• [Data for processing]

PR #752, opened 2018-03-09
ATO Documentation

rogeruiz:
This work encompasses the ATO documentation ~~and any application-level changes~~ related to the SSP.

_update_ see #766 for application level changes.

PR #766, opened 2018-03-23
Update logging for ATO

rogeruiz:
This body of work includes the updated logging Tock needs for the ATO.

You can test this by going to https://tock-logging.app.cloud.gov

You can find the logs in Kibana at https://logs.fr.cloud.gov and search for `@cf.app:"tock-logging" AND @message:"[...]"` with `[...]` being messaging from the #752 docs around logging.

### List of logging needed by the ATO
- [x] successful and unsuccessful account logon events
- [x] account management events
- [x] object access
- [x] policy change
- [x] privilege functions
- [x] process tracking
- [x] system events
- [x] all administrator activity
- [x] authentication checks
- [x] authorization checks
- [x] data deletions
- [x] data access
- [x] data changes
- [x] permission changes


bin/run.sh
```diff
@@ -17,5 +17,32 @@ else
...
+# Adding license key from script $(basename "${0}")
+api_key=${NEW_RELIC_API_KEY}
+EOF
+
+DEPLOYMENT_DESCRIPTION="Recording deployment of ${VERSION}."
+
+echo "${DEPLOYMENT_DESCRIPTION}"
+
+# Record deployment using the New Relic Python Admin CLI
+newrelic-admin record-deploy "${NEW_RELIC_CONFIG_FILE}" "${DEPLOYMENT_DESCRIPTION}"
```
ccostino: Oh, I think I see now... I had asked if this this additional New Relic setup needed or if the initialization in [`wsgi.py`](https://github.com/18F/tock/blob/master/tock/tock/wsgi.py#L16-L25) is enough, but this is being used to log the actual deployment, which is awesome if I'm understanding correctly! :-)

tock/tock/settings/base.py
```diff
@@ -34,13 +34,13 @@
...
-    'organizations',
-    'api',
-    'utilization',
+    'tock.apps.TockAppConfig',
+    'projects.apps.ProjectsAppConfig',
+    'hours.apps.HoursAppConfig',
+    'employees.apps.EmployeesAppConfig',
+    'organizations.apps.OrganizationsAppConfig',
+    'api.apps.ApiAppConfig',
+    'utilization.apps.UtilizationAppConfig',
```
ccostino: Oh 👏 on the better app organization!

rogeruiz:
thanks @ccostino yeah. that's thanks to @toolness work around updating to `1.11` which suggests the `AppConfig` approach for sub-apps. 

This PR is ready to be reviewed. All the events should be logged in Kibana, which is where the accessors will be verifying that the logs are being recorded properly. Let me know if there are any logs I forgot, or if the logging doesn't make sense from a language perspective.
cc @annalee 

[Docs for ATO logging is here](https://github.com/18F/tock/blob/ato-documentation/docs/logging.md).

tock/employees/signals.py
```diff
@@ -0,0 +1,33 @@
+import logging
```
tbaxter-18f: I'm not saying there's anything wrong here, but I definitely like overriding `save()` on the model more than signals. I think it's more transparent, less likely to fail silently, and avoids weird circular dependency problems. Again, not asking for any changes, just throwing it out there.

tock/tock/settings/base.py
tbaxter-18f: Given than employees, organizations, etc, are the apps, this is actually a bit confusing to my eyes.

tbaxter-18f:
I agree with Annalee. I definitely don't want my general opinions about signals to be a blocker, and there _is_ a big advantage in keeping all of those in one place.

rogeruiz:
@ccostino @annalee This is good to be reviewed now against the [updated ATO logging docs located here](https://github.com/18F/tock/blob/ato-documentation/docs/logging.md).

tock/employees/signals.py
ccostino: I'm +1 with on you @tbaxter-18f regarding the signals in general, but I have also run through this with @rogeruiz and we're good to go here!

PR #772, opened 2018-04-02
Recycle production instances on a schedule

rogeruiz:
This work should be recycling the production instances of Tock on a schedule at 5am every day. This should cause no downtime as it uses [the CF Recycle plugin](https://github.com/rogeruiz/cf-recycle-plugin).


rogeruiz:
This is ready to be reviewed. You can see a working cron recycle job [here](https://circleci.com/gh/18F/tock/541).

PR #776, opened 2018-04-04
Rename credentials service in production

rogeruiz:
This is good to be reviewed and merged, but let's not cut a release for this just yet as we're in the midst of a code-freeze for the ATO assessment.

### DIFF
--- a/manifest-production.yml
+++ b/manifest-production.yml
@@ -17,4 +17,4 @@ applications:
   instances: 4
   services:
   - tockdb
-  - tock-creds-prod
+  - tock-credentials


ccostino:
@rogeruiz once this is merged in, are any manual steps still needed at all, like perhaps once more to get things squared away?  Or will merging be enough?

rogeruiz:
@ccostino merging will be enough, _and cutting the Git tag release_, but the old `tock-creds-production` will need to be manually deleted. but the `tock-credentials` service exists and is bound to the app along with the other credentials service as well.

ccostino:
Got it, thanks!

• [Activity]
Restate word for word only the lines above from the line containing "application level changes." to the line containing "- [x] authorization checks", both of them included.

• [Result]
_update_ see #766 for application level changes.

PR #766, opened 2018-03-23
Update logging for ATO

rogeruiz:
This body of work includes the updated logging Tock needs for the ATO.

You can test this by going to https://tock-logging.app.cloud.gov

You can find the logs in Kibana at https://logs.fr.cloud.gov and search for `@cf.app:"tock-logging" AND @message:"[...]"` with `[...]` being messaging from the #752 docs around logging.

### List of logging needed by the ATO
- [x] successful and unsuccessful account logon events
- [x] account management events
- [x] object access
- [x] policy change
- [x] privilege functions
- [x] process tracking
- [x] system events
- [x] all administrator activity
- [x] authentication checks
- [x] authorization checks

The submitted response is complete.